JUAN GONZÁLEZ: The protest on Monday was the latest in a long string of nonviolent protests led by Jewish Voice for Peace — at Grand Central Terminal during rush hour, at the Statue of Liberty, at the Manhattan Bridge. Do you feel the Biden administration is hearing your voice?
ELENA STEIN: May it be so. Listen, the Biden administration is watching all of us. They have watched the needle move. I mean, two-thirds — the polls are showing that two-thirds of Americans now want an arms embargo. Two-thirds of Americans are saying that they don’t want arms to go to Israel. This is astonishing. And let’s understand it for what it is, which is an extraordinary win by the Palestinian-led movement for Palestinian liberation. And, of course, we see the Biden administration not listening. We see Congress not listening. All of us are asking, “Why is this?”

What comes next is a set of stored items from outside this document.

PR #511, opened 2026-04-30
Split shared strategies into open and close registries

richkuo:
## Summary
- Move shared open strategies under `shared_strategies/open/` and update callers/discovery paths.
- Add a formal `shared_strategies/close/` registry with `tp_at_pct`, `tiered_tp_pct`, and `tiered_tp_atr` evaluators.
- Route open/close composition through the close registry first while preserving open-registry fallback compatibility.

Closes #509

## Test plan
- `uv run --extra test pytest`
- `go test ./...` from `scheduler/`
- `uv run python -m py_compile shared_scripts/check_strategy.py shared_scripts/check_hyperliquid.py shared_scripts/check_robinhood.py shared_scripts/check_topstep.py shared_scripts/check_okx.py shared_tools/strategy_composition.py shared_strategies/close/registry.py shared_strategies/close/tp_at_pct.py shared_strategies/close/tiered_tp_pct.py shared_strategies/close/tiered_tp_atr.py`

## LLM Metadata
- LLM: GPT-5.5
- Effort level: high

Made with [Cursor](https://cursor.com)

PR #513, opened 2026-04-30
Fix close registry import resolution

richkuo:
## Summary
- Load the close strategy registry via an explicit loader to avoid `registry.py` sys.path collisions.
- Validate explicit close strategy names against close evaluators before falling back to open strategies.
- Update strategy docs and add an open/close check-script smoke test.

## Test plan
- `uv run --extra test pytest`
- `uv run --extra test pytest shared_scripts/test_check_strategy_open_close.py shared_scripts/test_check_hyperliquid.py shared_scripts/test_check_execute_fees.py`
- `go test ./...` from `scheduler/`
- `uv run python -m py_compile shared_tools/close_registry_loader.py shared_tools/strategy_composition.py shared_scripts/check_strategy.py shared_scripts/check_hyperliquid.py shared_scripts/check_robinhood.py shared_scripts/check_topstep.py shared_scripts/check_okx.py`


richkuo:
Closing because the review-fix commit was pushed to the existing PR #511 instead.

Well, first of all, it’s because we don’t live in a democracy. They don’t have to listen to us. It is for their own imperial and financial interests. It is for their own interests in controlling the region, which have been broken open and uncovered in so many of the interviews you’ve done here on Democracy Now! And it’s for their financial interests and financial gain, because we know of the corporate control of this country.

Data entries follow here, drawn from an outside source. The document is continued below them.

PR #515, opened 2026-04-30
Prevent per-strategy Hyperliquid circuit breakers from closing shared coins

### LINKED ISSUE #512: bug: per-strategy circuit breaker closes shared-wallet positions from other strategies
## Bug

When a per-strategy circuit breaker fires (e.g. 5 consecutive losses), it calls `forceCloseAllPositions` which closes positions on the exchange. But if multiple strategies share the same wallet/coin on Hyperliquid, the exchange-side close wipes **all** positions for that coin — not just the triggering strategy's.

This leaves other strategies with phantom virtual positions (local state shows open, exchange shows closed).

## Example

- `hl-tema-eth-live` and `hl-rmc-eth-live` both trade ETH on the same Hyperliquid wallet
- `hl-tema-eth-live` hits 5 consecutive losses → circuit breaker fires
- `forceCloseAllPositions` market-sells all ETH on the exchange
- `hl-rmc-eth-live` still thinks it has a 0.48 ETH long position
- HL sync detects reconciliation gap but only warns, doesn't heal

## Expected Behavior

Per-strategy circuit breaker (consecutive losses) should:
- **Stop the triggering strategy from opening new trades** (pause trading)
- **NOT close positions on the exchange** if other strategies share the same coin/wallet
- Only the triggering strategy is paused; other strategies continue unaffected

The force-close should only happen when the strategy is the sole owner of the position, or when it's a portfolio-level kill switch (not per-strategy CB).

## Acceptance Criteria
- [ ] Per-strategy circuit breaker does not close exchange positions when other strategies share the coin
- [ ] Per-strategy circuit breaker only pauses the triggering strategy
- [ ] If strategy is sole owner of the position, force-close is still appropriate
- [ ] Portfolio-level kill switch behavior unchanged (it should close everything)

richkuo:
## Summary
- Changed per-strategy Hyperliquid circuit-breaker handling so shared-coin wallets are paused without submitting exchange-side close orders.
- Sole-owner Hyperliquid circuit breakers still enqueue and execute force-closes as before.
- Preserved portfolio kill-switch behavior and updated the main loop so shared-coin detection still works even when the HL position fetch is unavailable.
- Added and updated regression tests for shared-coin pause behavior, sole-owner force-close behavior, and pending-close recovery.

## Testing
- `go build` in `scheduler` passed after the change.

Closes #512

LLM: Codex (GPT-5) | medium

### DIFF
--- a/scheduler/hyperliquid_balance.go
+++ b/scheduler/hyperliquid_balance.go
@@ -660,47 +660,6 @@ func hlLiveStrategiesForCoin(coin string, hlLiveAll []StrategyConfig) []Strategy
 	return out
 }
 
-func hlStrategyCapitalWeight(sc StrategyConfig) float64 {
-	if sc.CapitalPct > 0 {
-		return sc.CapitalPct
-	}
-	if sc.Capital > 0 {
-		return sc.Capital
-	}
-	return 1.0
-}
-
-// hlStrategyCapitalWeights returns per-peer weights for proportional close
-// sizing on a shared coin. When peers mix units (one declares CapitalPct as a
-// fraction, another declares raw Capital in dollars), their sum is nonsensical
-// (e.g. 0.5 + 1000 ≈ 1000.5) and the CapitalPct-only peer's share collapses to
-// ~0, producing a no-op close. Detect the mismatch and fall back to equal
-// weights (1.0 each) so the firing strategy still gets a meaningful share.
-// When all peers use the same field, behavior matches hlStrategyCapitalWeight
-// (#356 review).
-func hlStrategyCapitalWeights(peers []StrategyConfig) []float64 {
-	hasPct := false
-	hasAbs := false
-	for _, p := range peers {
-		switch {
-		case p.CapitalPct > 0:
-			hasPct = true
-		case p.Capital > 0:
-			hasAbs = true
-		}
-	}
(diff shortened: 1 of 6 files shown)


richkuo:
**LGTM** — Hyperliquid shared-coin handling is now consistent end-to-end: `computeHyperliquidCircuitCloseQty` refuses partial sizing when multiple live peers trade the same coin, `setHyperliquidCircuitBreakerPending` bails the same way, `shouldForceCloseAllPositionsOnCircuitBreaker` stops virtual-only CB closes that would disagree with the real wallet, `main.go` fills `riskAssist.HLLiveAll` even when the HL position fetch fails so that shared-coin detection still works (`scheduler/main.go`), and `runPendingHyperliquidCircuitCloses` drops stale HL pending rows and avoids stuck-CB churn for shared coins instead of firing weighted closes (`scheduler/hyperliquid_balance.go`); sole-owner flows and regression coverage (`scheduler/risk_test.go`, `scheduler/hyperliquid_balance_test.go`) match that intent and `go test ./...` in `scheduler/` passes on the PR branch.

**Optional (non-blocking):** Consider a notifier or louder-than-`[INFO]` path when clearing shared-coin pending or when a CB latches without an auto-close path, so ops do not rely only on logs.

And so, we see this moment of — I mean, to be quite honest, we see a lot of despair and a lot of hopelessness right now, especially as Israel expands its war of extermination deeper into Gaza and then throughout Lebanon and, you know, bombing Lebanon and Syria and Yemen and the West Bank, and the risk, the threat to soon be bombing Iran at the same time. To watch them not just listen but to expand it at the same time is truly extraordinary, and to feel so many millions more terrorized as they’re watching their loved ones in these other countries now fleeing for their lives, as well.
And we refuse to give up. Right? We take inspiration from all of the movements that came before us that never gave up after one year of not winning. We take inspiration especially from the Palestinian struggle, that has been here fighting for 76 years and has never thrown in the towel because it is such an uphill battle. And all of us here in the belly of the beast, where we know is in control of these arms and this funding, we must do the exact same. We cannot give up. We must double down right now. And even if the path to that arms embargo is getting increasingly muddled as we see them refuse to listen to us, we know that what all of us must be doing is applying this pressure from every angle possible, and that every single one of us has a role to play.

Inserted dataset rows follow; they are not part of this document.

PR #520, opened 2026-05-01
fix(perps): add margin_per_trade_usd field; remove hardcoded 0.95 buffer

### LINKED ISSUE #518: fix: sizing_leverage budget is treated as notional but should account for exchange leverage
## Bug

The position sizing formula is:

```
budget = cash × sizing_leverage × 0.95
size = budget / price
```

`budget` is treated as the **notional** value of the position. But when calculating margin drawdown, the code does:

```
margin = notional / leverage
```

So with `sizing_leverage=0.1` and `leverage=20`:
- budget = $560 × 0.1 × 0.95 = **$53.20** (treated as notional)
- size = $53.20 / $2257 = **0.024 ETH** (tiny position)
- margin = $53.20 / 20 = **$2.66**

But the user expected `sizing_leverage=0.1` to mean "use $53 as **margin**", which at 20x leverage should be:
- margin = **$53**
- notional = $53 × 20 = **$1,060**
- size = $1,060 / $2257 = **0.47 ETH**

## The Problem

`sizing_leverage` controls the **notional** budget, not the **margin** budget. But users naturally think in terms of "how much margin do I want to risk per trade." When leverage is high (e.g. 20x), the two interpretations diverge massively.

## Proposed Fix

Change the sizing formula to think in terms of **margin per trade**, not notional:

```
margin_per_trade = cash × sizing_leverage × 0.95
notional = margin_per_trade × leverage
size = notional / price
```

This way `sizing_leverage=0.1` means "risk 10% of cash as margin" which at 20x gives a proper-sized position.

Alternatively, add a `margin_per_trade_usd` field that directly specifies the margin amount (as mentioned in #497).

## Also: Remove the 0.95 Buffer

The `× 0.95` safety buffer is hardcoded and opaque. It silently reduces position size by 5% without the user's control. Remove it — if users want a buffer, they can set a lower `sizing_leverage` or `margin_per_trade_usd` value explicitly.

## Acceptance Criteria
- [ ] Sizing formula accounts for exchange leverage so the budget represents margin, not notional
- [ ] Or: add `margin_per_trade_usd` config field
- [ ] Remove hardcoded `× 0.95` buffer from sizing formula
- [ ] Backward compatible for existing configs that use `sizing_leverage` without `leverage`
- [ ] Update docs/comments to clarify the sizing model

richkuo:
Closes #518

## Summary
- Add opt-in `margin_per_trade_usd` (perps-only); when set, notional = min(margin, cash) × exchange_leverage, fixing the case where `sizing_leverage=0.1` + `leverage=20` produced a tiny position
- Add `PerpsOpenNotional` + `ComputePerpsOpenNotional` helpers so paper/live paths share one formula
- Remove hardcoded × 0.95 safety buffer across spot/perps/futures/options
- Validate `margin_per_trade_usd` (perps-only, positive); wire into hot-reload

## Test plan
- [x] `go test ./...` passes
- [x] New coverage: `TestPerpsOpenNotional`, `TestExecutePerpsSignalMarginPerTradeUSDOverridesSizingLeverage`, `TestLoadConfigMarginPerTradeUSD*`
- [x] Updated existing perps/spot sizing tests for signature + 0.95 removal

---
LLM: Claude Opus 4.7 (1M) | high | Harness: anthropics/claude-code-action@v1 | Tokens: 129 in / 65608 out | Cache: 14151395 read / 244695 written | Cost: $10.25


richkuo:
@claude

AMY GOODMAN: Elena Stein, I want to thank you for being with us. She is the Jewish Voice for Peace director of organizing strategy, a descendant of a Holocaust survivor. On Monday morning, she was arrested along with about two [sic] other Jewish activists and allies in one of the largest acts of — 200 Jewish activists and allies in one of the largest acts of civil disobedience the New York Stock Exchange has seen, demanding the U.S. stop arming Israel.